Althaus développe des installations au Kazakhstan et en Ouzbékistan spécifiquement pour l’extraction et le traitement du tungstène et des terres rares, des métaux résistants à la chaleur utilisés dans l’électronique et les équipements militaires. Il voit le plus grand potentiel dans les pays d’Asie centrale de l’ex-Union soviétique.
« L’Union soviétique a passé des décennies à explorer et à développer des mines. Une grande partie de la base de données demeure et elle est très méticuleuse », a déclaré Althaus. «Cela donne aux entreprises qui cherchent à développer des projets en Asie centrale un bon départ par rapport aux États-Unis, où la plupart des opportunités sont des projets entièrement nouveaux, à un stade très précoce, à risque très élevé et à très faible appétit pour l’investissement.»
En novembre, l’Export-Import Bank a fourni à Cove Capital un avis de prêt de 900 millions de dollars pour un projet de tungstène de 1,1 milliard de dollars au Kazakhstan. Nous avons reçu une autre lettre d’intérêt de la Société américaine de financement du développement international.
Jeff Dickerson, avocat principal du cabinet de recherche Rystad Energy, a déclaré que seul un effort coordonné à long terme dans le cadre de partenariats nationaux et internationaux – essentiellement une approche « en temps de guerre » – mènerait au succès.
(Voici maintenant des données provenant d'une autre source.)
PR #90, opened 2025-05-05
Enhanced backend with a dedicated api/server layer

shaunak99:
Added a new api layer for consolidating all endpoints to access Saiki via API endpoints.

Added support for streamable HTTP in MCP servers

Added support for Saiki agents to be used via MCP


rahulkarajgikar:
@CodiumAI-Agent /review

src/api/server.ts
```diff
@@ -0,0 +1,156 @@
...
+        });
+        ws.on('close', () => {
+            logger.info('WebSocket client disconnected.');
+        });
+        ws.on('error', (error) => {
+            logger.error(`WebSocket error: ${error.message}`);
+        });
+    });
+
+    // --- Expose Saiki via MCP protocol on /mcp ---
```
rahulkarajgikar: nice!

src/api/server.ts
```diff
@@ -0,0 +1,156 @@
...
+            const text = await llmService.completeTask(message);
+            return { content: [{ type: 'text', text }] };
+        }
+    );
+    // Initialize the MCP protocol on this transport before mounting endpoints
+    logger.info('Initializing MCP protocol server...');
+    await mcpServer.connect(mcpTransport);
+    logger.info('✅ MCP server protocol initialized on /mcp');
+    // Mount /mcp for JSON-RPC and SSE handling (so baseUrl is /mcp)
+    app.post('/mcp', express.json(), (req, res) => {
```
rahulkarajgikar, line 168: have we tested that this works? 

also i'm assuming that with this, users can connect saiki as an MCP server by hosting saiki at a URL, is this right?

src/api/websocket-subscriber.ts
```diff
@@ -0,0 +1,47 @@
+import { EventEmitter } from 'events';
+import { WebSocketServer, WebSocket } from 'ws';
+import { EventSubscriber } from './types.js';
+
+/**
+ * Subscribes to core events and broadcasts them over all open WebSocket connections.
+ */
+export class WebSocketEventSubscriber implements EventSubscriber {
```
rahulkarajgikar, line 8: this is good, we should refactor `CLISubscriber` to also use this interface - would make `cli.ts` code simpler

we just need to add the `subscribe` method and move all of the actual subscription logic like this:

old code:
```
        logger.info('Setting up CLI event subscriptions...');
        const cliSubscriber = new CLISubscriber();
        agentEventBus.on('llmservice:thinking', cliSubscriber.onThinking.bind(cliSubscriber));
        agentEventBus.on('llmservice:chunk', cliSubscriber.onChunk.bind(cliSubscriber));
        agentEventBus.on('llmservice:toolCall', cliSubscriber.onToolCall.bind(cliSubscriber));
        agentEventBus.on('llmservice:toolResult', cliSubscriber.onToolResult.bind(cliSubscriber));
        agentEventBus.on('llmservice:response', cliSubscriber.onResponse.bind(cliSubscriber));
        agentEventBus.on('llmservice:error', cliSubscriber.onError.bind(cliSubscriber));
        agentEventBus.on(
            'llmservice:conversationReset',
            cliSubscriber.onConversationReset.bind(cliSubscriber)
        );
```

new code:

```
    const cliSubscriber = new CLISubscriber();
    logger.info('Setting up CLI event subscriptions...');
    cliSubscriber.subscribe(agentEventBus);
```

src/client/manager.ts
```diff
@@ -256,6 +256,13 @@ export class MCPClientManager {
             logger.info(`Successfully connected and cached new server '${name}'`);
         } catch (error) {
             const errorMsg = error instanceof Error ? error.message : String(error);
+            // If server has already been initialized (duplicate handshake), treat as connected
+            if (errorMsg.includes('Server already initialized')) {
```
rahulkarajgikar: this is very brittle, in general it's bad to have substring/text based checks on errors - if the error message changes then the code breaks

better to either have a custom exception or just drop this code completely - we already do have a similar check in lines 245-247 by checking our internal registry

is there any specific reason we added this code?

src/client/mcp-client.ts
```diff
@@ -187,6 +191,38 @@ export class MCPClient implements IMCPClient {
         }
     }
 
+    /**
+     * Connect to an MCP server via Streamable HTTP transport
+     */
+    private async connectViaHttp(
+        baseUrl: string,
+        headers: Record<string, string>,
+        timeout: number | undefined,
```
rahulkarajgikar: timeout is unused, we can remove this argument

currently `this.timeout` is used for request timeouts

we could actually have a separate connection timeout for initializing the server connection, we can do in a separate PR

src/client/mcp-client.ts
```diff
@@ -256,26 +292,26 @@ export class MCPClient implements IMCPClient {
             const listToolResult = await this.client.listTools({});
             logger.debug(`listTools result: ${JSON.stringify(listToolResult, null, 2)}`);
 
-            // Assume listToolResult.tools exists and iterate
+            // Populate tools
             if (listToolResult && listToolResult.tools) {
                 listToolResult.tools.forEach((tool: any) => {
                     if (!tool.description) {
-                        throw new Error(`Tool '${tool.name}' is missing a description`);
+                        logger.warn(`Tool '${tool.name}' is missing a description`);
```
rahulkarajgikar, line 308: i don't think we should change this - we should enforce tools have descriptions unless there's a good reason not to. this would lead to saiki silently skipping tools which is much harder to notice and debug

src/client/mcp-client.ts
```diff
@@ -256,26 +292,26 @@ export class MCPClient implements IMCPClient {
...
                     }
                     if (!tool.inputSchema) {
                         throw new Error(`Tool '${tool.name}' is missing an input schema`);
                     }
                     tools[tool.name] = {
-                        description: tool.description,
+                        description: tool.description ?? '',
```
rahulkarajgikar, line 314: same here, no default

src/client/mcp-client.ts
```diff
@@ -256,26 +292,26 @@ export class MCPClient implements IMCPClient {
...
                     };
                 });
             } else {
                 throw new Error('listTools did not return the expected structure: missing tools');
             }
         } catch (error) {
-            logger.error('Failed to get tools from MCP server:', error);
-            throw error;
+            logger.warn('Failed to get tools from MCP server, proceeding with zero tools:', error);
+            return tools;
```
rahulkarajgikar: same here

src/api/server.ts
```diff
@@ -0,0 +1,156 @@
...
+    const server = http.createServer(app);
+    const wss = new WebSocketServer({ server });
+
+    // set up event broadcasting over WebSocket
+    const webSubscriber = new WebSocketEventSubscriber(wss);
+    logger.info('Setting up API event subscriptions...');
+    webSubscriber.subscribe(agentEventBus);
+
+    // HTTP endpoints
+    app.post('/api/message', express.json(), async (req, res) => {
```
rahulkarajgikar, line 30: we should rethink API names, but we can defer this for later. let's add a TODO comment at the top of this function that API names are work in progress and might be refactored/renamed

rahulkarajgikar (changes requested):
mostly looks good, few minor comments

shaunak99:
To use an agent built with saiki as an MCP server, we will setup 2 config files for 2 separate agents. One will act as the client, the other will act as the remote MCP server. 

To demonstrate locally, first startup the remote instance of saiki on a port using
```
saiki --mode web --web-port 3001 --config-file .\configuration\remote_agent_config.yml
```

Final Output:
```
INFO: WebUI server started successfully. Accessible at: http://localhost:3001 ...
```

Then configure your client config with the MCP config for this agent:
```
mcpServers:
  agent:
    type: http
    baseUrl: http://localhost:3001/mcp
```

Sample interaction between client and remote agent:
image

src/client/mcp-client.ts
shaunak99: Some servers may expose only resources/prompts without tools.

src/client/mcp-client.ts
shaunak99: refer above

src/client/mcp-client.ts
shaunak99: Made this change primarily because some of the public MCPs i tried did not have description but they worked with the just the toolname and inputSchema. Description is a good to have but not necessary param so I thought a warning may be apt; any better way to handle it?

src/client/manager.ts
shaunak99: Good catch, name duplication check is already present in the beginning

src/api/server.ts
shaunak99: Yes! Saiki itself becomes an MCP. Have tested it, will add a comment with a test example to illustrate

app/cli/cli-subscriber.ts
```diff
@@ -14,10 +16,20 @@ import chalk from 'chalk';
...
     private currentLines: number = 0;
 
+    subscribe(eventBus: EventEmitter): void {
+        eventBus.on('llmservice:thinking', this.onThinking.bind(this));
+        eventBus.on('llmservice:chunk', this.onChunk.bind(this));
+        eventBus.on('llmservice:toolCall', this.onToolCall.bind(this));
+        eventBus.on('llmservice:toolResult', this.onToolResult.bind(this));
+        eventBus.on('llmservice:response', this.onResponse.bind(this));
+        eventBus.on('llmservice:error', this.onError.bind(this));
+        eventBus.on('llmservice:conversationReset', this.onConversationReset.bind(this));
```
rahulkarajgikar, line 30: nice, this is so much better

app/web/server.ts
```diff
@@ -1,166 +1,43 @@
...
-                        })
-                    );
+    server.listen(port, '0.0.0.0', () => {
+        const networkInterfaces = os.networkInterfaces();
+        let localIp = 'localhost';
+        Object.keys(networkInterfaces).forEach(ifaceName => {
+            networkInterfaces[ifaceName]?.forEach(iface => {
+                if (iface.family === 'IPv4' && !iface.internal) {
+                    localIp = iface.address;
+                    return;
```
rahulkarajgikar: what does this do?

src/client/mcp-client.ts
rahulkarajgikar: I see, I guess then we can keep the warning message for now and skip silently, let's see if MCP enforces this in their own SDK

src/client/mcp-client.ts
rahulkarajgikar: Got it, also for logger messages, you have to use the other quotes (tilted ones, can't type on phone), and keep the entire object in one quote without commas. Refer some other logs in other files - comma separated values don't work with Winston logging library so whatever goes after the comma won't show up in the logs
 

The object to be logged would look something like json.stringify(object, null, 2) (don't recall exact syntax)

rahulkarajgikar: so we can make this change in all the logs we've added in this PR (and any others if you see them)

rahulkarajgikar (changes requested):
nice! Looks good after refactors, just a few minor comments then we're good to merge

rahulkarajgikar:
> To use an agent built with saiki as an MCP server, we will setup 2 config files for 2 separate agents. One will act as the client, the other will act as the remote MCP server. 
> 
> 
> 
> To demonstrate locally, first startup the remote instance of saiki on a port using
> 
> ```
> 
> saiki --mode web --web-port 3001 --config-file .\configuration\remote_agent_config.yml
> 
> ```
> 
> 
> 
> Final Output:
> 
> ```
> 
> INFO: WebUI server started successfully. Accessible at: http://localhost:3001 ...
> 
> ```
> 
> 
> 
> Then configure your client config with the MCP config for this agent:
> 
> ```
> 
> mcpServers:
> 
>   agent:
> 
>     type: http
> 
>     baseUrl: http://localhost:3001/mcp
> 
> ```
> 
> 
> 
> Sample interaction between client and remote agent:
> 
> image
> 
> 

let's also add this example into our documentation, I'll include it in docs PR, commenting so we remember

app/web/server.ts
shaunak99: This creates a URL that is available on LAN so you can connect to agents from other devices also on the LAN

shaunak99:
Will add the the docs for this in the next PR with a few more examples

rahulkarajgikar (approved):

src/api/server.ts
```diff
@@ -0,0 +1,161 @@
...
+            return { content: [{ type: 'text', text }] };
+        }
+    );
+    // Initialize the MCP protocol on this transport before mounting endpoints
+    logger.info('Initializing MCP protocol server...');
+    await mcpServer.connect(mcpTransport);
+    logger.info('✅ MCP server protocol initialized on /mcp');
+    // Mount /mcp for JSON-RPC and SSE handling (so baseUrl is /mcp)
+    app.post('/mcp', express.json(), (req, res) => {
+        mcpTransport.handleRequest(req, res, req.body).catch(err => logger.error('MCP POST error:', err));
```
rahulkarajgikar: nit: fix this log

src/api/server.ts
```diff
@@ -0,0 +1,161 @@
...
+    });
+    app.get('/mcp', (req, res) => {
+        mcpTransport.handleRequest(req, res).catch(err => logger.error('MCP GET error:', err));
```
rahulkarajgikar: nit: fix this log

src/api/server.ts
shaunak99: my b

Mais cela ne se fera pas sans de nouveaux projets avec des alliés étrangers. « Le défi est que les États-Unis ne disposent pas d’un solide portefeuille de projets miniers matures et prêts à démarrer », a-t-il déclaré.
« Avec l’accent accru mis sur les minéraux critiques, le cycle selon lequel la Chine utilise la géopolitique minière pour obtenir des concessions et affaiblir la position de négociation stratégique des États-Unis va probablement se poursuivre », a déclaré Dickerson, se demandant si les États-Unis maintiendraient une orientation coopérative dans les années à venir.
nouvel accent
L’administration Trump a renforcé ses alliances financières avec les développeurs de minéraux essentiels, devenant ainsi le plus grand actionnaire de la société américaine d’extraction de terres rares MP Materials, et a proposé des accords de mécanisme de prix plancher pour compenser les efforts de dumping répétés de la Chine visant à éliminer la concurrence.
Althaus, originaire d’Australie devenu New-Yorkais, est sans surprise un grand fan de cette approche. Le dumping des prix pratiqué par la Chine paralyse la concurrence mondiale et fait fuir les investisseurs potentiels, a-t-il déclaré.
« Un prix plancher supprime le point d’interrogation, supprime la volatilité et supprime le risque le plus important lié au financement de projets sur le point d’entrer en production », a déclaré Althaus. « Cela crée une prévisibilité qui nous permet de comprendre pleinement la géologie jusqu’à la rentabilité. Je pense que nous avons besoin d’un effort mondial pour créer des marchés et des prix transparents pour les principaux minéraux critiques. »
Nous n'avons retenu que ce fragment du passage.